*EXERCISE INSTRUCTIONS*. Copy out all lines of the records in which the word "comments" appears.

[Stored items]
PR #2770, opened 2026-06-18
fix: reuse serialization buffer in PayloadSenderV2 to eliminate LOH fragmentation

nimanikoo:
We've been seeing steady process memory growth in long-running deployments (visible after ~2 weeks uptime).
The root cause: `ProcessQueueItems` was allocating a `new MemoryStream(1024)` on every flush batch.
A `MemoryStream` doubles its internal byte array as it grows, and for batches with many spans
the final buffer crosses the 85 KB Large Object Heap threshold. LOH is not compacted during
ordinary GC cycles, so each flush permanently fragments heap and over millions of batches
the process RSS just keeps climbing.

**The fix** is simple: allocate one `MemoryStream` as a field, and reset it with `SetLength(0)`
before each batch instead of creating a new one. `SetLength(0)` resets the logical length and
write cursor without releasing the underlying buffer, so the same allocation is reused forever.
This is safe because `ProcessQueueItems` is always called from a single dedicated background
thread (`ElasticApmPayloadSenderV2`), so there's no concurrency concern.

One subtlety caught during testing: `StreamContent` disposes its underlying stream when the
`using` block exits. The fix wraps the reusable buffer in a lightweight, non-owning
`MemoryStream` view before handing it to `StreamContent`, so the shared buffer is never
closed between batches.

**Benchmark results (Apple M4, .NET 8, BenchmarkDotNet):**

| Batch size | Allocated (old) | Allocated (new) | Gen1 GC (old) | Gen1 GC (new) |
|------------|-----------------|-----------------|---------------|---------------|
| 5 spans    | 28.4 KB         | 21.2 KB         | 0.11          | 0.05          |
| 20 spans   | 76.0 KB         | 60.8 KB         | 0.52          | 0.15          |
| 50 spans   | 171.2 KB        | 140.0 KB        | **1.71**      | **0.00**      |

At production-scale batch sizes, Gen1 (and with it, LOH-adjacent promotion pressure) drops
to zero. In a high-throughput service flushing thousands of batches per minute, this is the
difference between stable and ever-growing resident memory.

**Testing:** added `SequentialBatches_SerializationBufferIsIsolated` to guard that buffer reuse
never bleeds content from one batch into the next.

### DIFF
--- a/benchmarks/Elastic.Apm.Benchmarks/PayloadSenderSerializationBenchmarks.cs
+++ b/benchmarks/Elastic.Apm.Benchmarks/PayloadSenderSerializationBenchmarks.cs
@@ -1,0 +1,168 @@
+// Licensed to Elasticsearch B.V under one or more agreements.
+// Elasticsearch B.V licenses this file to you under the Apache 2.0 License.
+// See the LICENSE file in the project root for more information
+
+using System.Collections.Generic;
+using System.IO;
+using System.Text;
+using BenchmarkDotNet.Attributes;
+using Elastic.Apm.Api;
+using Elastic.Apm.Logging;
+using Elastic.Apm.Metrics;
+using Elastic.Apm.Model;
+using Elastic.Apm.Report.Serialization;
+using Elastic.Apm.Tests.Utilities;
+
+namespace Elastic.Apm.Benchmarks;
+
+/// <summary>
+/// Measures the allocation cost of the serialization buffer strategy used by
+/// <see cref="Elastic.Apm.Report.PayloadSenderV2"/> when flushing a batch of APM events.
+///
+/// <para>
+/// <b>Old approach</b>: <c>new MemoryStream(1024)</c> allocated on every batch.
+/// As the stream grows it doubles its internal <c>byte[]</c>, producing a chain of
+/// short-lived arrays.  For batches larger than 85 KB the final array lands in the
+/// Large Object Heap (LOH), which is not compacted during ordinary GC cycles.
+/// Over a long-running deployment this causes LOH fragmentation and sustained
+/// process-level memory growth.
+/// </para>
+///
+/// <para>
+/// <b>New approach</b>: a single <c>MemoryStream</c> is allocated once and reset with
+/// <c>SetLength(0)</c> before each batch.  The internal buffer is reused, so no new
+/// heap objects are created per batch.
+/// </para>
+///
+/// <para>
+/// Key metrics to watch in the results:
+/// <list type="bullet">
+///   <item><b>Allocated</b> – bytes per operation.
+///         OldApproach ≈ serialised-payload-size (plus MemoryStream overhead).
+///         NewApproach ≈ 0 (no buffer allocation).</item>
+///   <item><b>Gen0 / Gen1 / Gen2</b> – GC pressure.
+///         For <c>SpanCount = 50</c> the old approach generates Gen2 collections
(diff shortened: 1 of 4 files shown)


test/Elastic.Apm.Tests/BackendCommTests/PayloadSenderTests.cs
```diff
@@ -558,6 +558,73 @@ await payloadSender.EnqueueEventInternal(
 			sendCount.Should().Be(1, "FlushAsync must return only after the HTTP POST completes");
 		}
 
+		/// <summary>
+		/// Regression guard for the serialization-buffer reuse optimisation.
+		///
```
stevejgordon: nit - remove the blank lines in this XML doc comment

benchmarks/Elastic.Apm.Benchmarks/PayloadSenderSerializationBenchmarks.cs
```diff
@@ -0,0 +1,168 @@
...
+using Elastic.Apm.Model;
+using Elastic.Apm.Report.Serialization;
+using Elastic.Apm.Tests.Utilities;
+
+namespace Elastic.Apm.Benchmarks;
+
+/// <summary>
+/// Measures the allocation cost of the serialization buffer strategy used by
+/// <see cref="Elastic.Apm.Report.PayloadSenderV2"/> when flushing a batch of APM events.
+///
```
stevejgordon: nit - remove the blank lines in this XML doc comment (several places)

stevejgordon (changes requested):
Thanks @nimanikoo for identifying and fixing this. The reasoning is sound and the fix looks appropriate. Code-wise, I'm happy to take this as-is. My slight concern is keeping the large buffer if it grows which may mean one large payload causes a large retained allocation than we generally need. But that concern is likely small and I'll review if we want to make any followup changes to resize. 

A couple of minor nits on the styling of the XML docs comments and this is good to merge once CI checks pass.

EDIT: Looks like you may need to run `dotnet format` over this to fix some of the whitespace etc.

test/Elastic.Apm.Tests/BackendCommTests/PayloadSenderTests.cs
nimanikoo: thanks
resolved , commit : d2d7548d661a31a60d967d226ba42af9d6e556ca

benchmarks/Elastic.Apm.Benchmarks/PayloadSenderSerializationBenchmarks.cs
nimanikoo: thanks
resolved , commit : 832267a640995d27f04867cc511c19cafd0a78e3

nimanikoo:
@stevejgordon 
Thanks for the thorough review and the valuable feedback!

I appreciate you taking the time to look into both the implementation and the potential memory implications. I'll address the XML doc styling comments and run `dotnet format` to fix the remaining formatting issues.

I'm looking forward to contributing more meaningful improvements to the project after this PR . This was my first contribution and more of a starting point, and I'm excited to continue getting involved and helping wherever I can.

Thanks again

stevejgordon (changes requested):
Thanks again @nimanikoo. Looks good, but could you please exclude the LICENSE file from the commit. It gets regenerated and often shows as a change we don't really need.

stevejgordon (approved):

stevejgordon:
run docs-build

*OUTPUT BELOW*.
A couple of minor nits on the styling of the XML docs comments and this is good to merge once CI checks pass.
I appreciate you taking the time to look into both the implementation and the potential memory implications. I'll address the XML doc styling comments and run `dotnet format` to fix the remaining formatting issues.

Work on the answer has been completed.